Pues bien, el crédito de la Palabra de Dios se traslada ahora íntegro a Jesús. El que en el
desierto venció la tentación para vivir “de toda palabra que sale de la boca de Dios” y adorarle sólo
a Él, sin inclinarse ante el mal que se le ofrecía atractivo y lisonjero, ése es ahora digno de crédito.
En efecto, Jesús resume y lleva a perfección la ley y los profetas (Moisés y Elías), toda la revelación
que Dios ha dirigido al hombre por medio de Israel. Por eso, Dios mismo nos confía su Palabra
definitiva en Jesucristo: “Escuchadle”. Como Abraham se fío de Dios en los orígenes de la
revelación, ahora nosotros, todos, hijos de Abraham por la fe, podemos fiarnos de esta Palabra
encarnada que lleva aquella revelación a su plenitud.
Fe, crédito y confianza que harán falta en el momento de la dificultad. Y es que el destino de
Jesús no es un camino fácil ni triunfal. Como Abraham, también Jesús hace un camino incierto
fiado de una promesa, de una elecci￳n: “Tú eres mi hijo amado”, que ahora se repite en el monte
Tabor. La subida al monte de la Transfiguración se produce de camino a Jerusalén, donde Jesús
deberá subir a otro monte y ser glorificado de otra manera. “ No contéis a nadie la visión hasta que
el Hijo del hombre resucite de entre los muertos”; est a última frase del Evangelio que hemos
escuchado nos da la clave de comprensión de esta experiencia extraordinaria.
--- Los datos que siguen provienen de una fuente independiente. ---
PR #2171, opened 2019-06-28
Added LookAt-methods and a GetPose-method for entities 

AlexJ95:
**This pullrequest changes**
This PR adds 2 overloaded methods setEntityLookAt, which add the option to make an entity look at another one or at a given point in world coordinates.

Also it adds a GetEntityPose method, which just was missing. It gives you the position and rotation of an entity.

Tested on:

OpenCV => 4.1.0
Operating System / Platform => Windows 10 64 Bit
Compiler => Visual Studio 2017

### DIFF
--- a/modules/ovis/include/opencv2/ovis.hpp
+++ b/modules/ovis/include/opencv2/ovis.hpp
@@ -165,6 +165,16 @@ public:
     CV_WRAP virtual void setEntityPose(const String& name, InputArray tvec = noArray(),
                                        InputArray rot = noArray(), bool invert = false) = 0;
 
+	/**
+     * Retrieves the current pose of an entity
+	 * @param name entity name
+     * @param R 3x3 rotation matrix
+     * @param tvec translation vector
+     * @param invert return the inverted pose
+     */
+	CV_WRAP virtual void getEntityPose(const String& name, OutputArray R = noArray(), OutputArray tvec = noArray(),
+                                       bool invert = false) = 0;
+
     /**
      * get a list of available entity animations
      * @param name entity name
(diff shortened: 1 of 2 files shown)


modules/ovis/include/opencv2/ovis.hpp
```diff
@@ -165,6 +165,15 @@ class CV_EXPORTS_W WindowScene {
...
                                        InputArray rot = noArray(), bool invert = false) = 0;
 
+	/**
+     * Retrieves the current pose of an entity
+	 * @param name entity name
+     * @param R 3x3 rotation matrix
+     * @param tvec translation vector
+     * @param invert return the inverted pose
+     */
+	CV_WRAP virtual void getEntityPose(const String& name, OutputArray R, OutputArray tvec, bool invert) = 0;
```
paroj: add default arguments as in `getCameraPose`. This is useful with python.

modules/ovis/include/opencv2/ovis.hpp
```diff
@@ -236,6 +245,20 @@ class CV_EXPORTS_W WindowScene {
      */
     CV_WRAP virtual void setCameraLookAt(const String& target, InputArray offset = noArray()) = 0;
 
+	/**
+     * convenience method to orient an entity to a point in world coordinates
+	 * @param origin entity name
+     * @param target targetpoint vector
+     */
+	CV_WRAP virtual void setEntityLookAt(const String& origin, InputArray target) = 0;
```
paroj: combine both functions into one as in `setCameraLookAt` to allow an lookAt offset. Conversely you can implement lookat for an arbitrary destination if `target == ""`.

modules/ovis/src/ovis.cpp
```diff
@@ -847,6 +877,26 @@ class WindowSceneImpl : public WindowScene
 
         camNode->lookAt(tgt->_getDerivedPosition() + _offset, Ogre::Node::TS_WORLD);
     }
+
+	void setEntityLookAt(const String& origin, InputArray target) CV_OVERRIDE
+    {
+
+		SceneNode* or = sceneMgr->getEntity(origin)->getParentSceneNode();
```
paroj: as the diff suggests or is a bad variable name

paroj:
@alalek :+1:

Toda ella se realiza
mirando al misterio Pascual, la muerte y resurrección, que es el objeto de la conversación de Jesús
con Moisés y Elías (la Ley y los Profetas), pues la Ley y los Profetas en realidad sólo hablan de
Jesús, el Mesías. La Transfiguración, en la que todo el Antiguo Testamento ilumina con su luz el
misterio de Cristo, es un anticipo de la luz de la Resurrección, pero sólo un anticipo. Para llegar a la
plenitud de esa luz habrá que pasar primero por la prueba de la Cruz, por la oscuridad de la muerte.
La Cruz de Cristo es una realidad que se prolonga en la historia de muchas maneras: en “los
peque￱os hermanos de Jesús, que pasan hambre y sed” (cf. Mt 25, 40), en los sufrimientos de los
creyentes, que “completan en la propia carne lo que falta a los padecimientos de Cristo” (cf. Col
1,24) y además, como dice hoy la carta a Timoteo, “tomando parte en los duros trabajos del
Evangelio”: anunciar el evangelio y dar testimonio de Cristo, algo que compete a todos los
creyentes, no es sólo propagar una doctrina, sino participar activamente en el modo de vida de Jesús
y, en consecuencia, también en su destino. Por eso, también nosotros, cualesquiera que sean las
dificultades que experimentamos en esta vida, estamos llamados a participar de la luz de Cristo
transfigurado y a recibir fuerzas de esa luz. Hemos contemplado a Jesús transfigurado para que,
como Pedro, Santiago y Juan, como todos los discípulos, podamos ser fieles a los momentos de luz
cuando llegue la oscuridad.
Pero, podemos preguntarnos, ¿cómo podemos nosotros subir a la montaña y contemplar esta
luz? Si queremos ser iluminados, tenemos que acoger y cumplir lo que la voz que se oyó en aquel
monte nos dice: “Escuchadle”. En la escucha de la Palabra, de Cristo mismo, que lleva a plenitud la
Ley y los Profetas, nos dejamos iluminar por dentro para, cuando llegue la prueba, podamos
mantenernos fieles y confirmar a nuestros hermanos.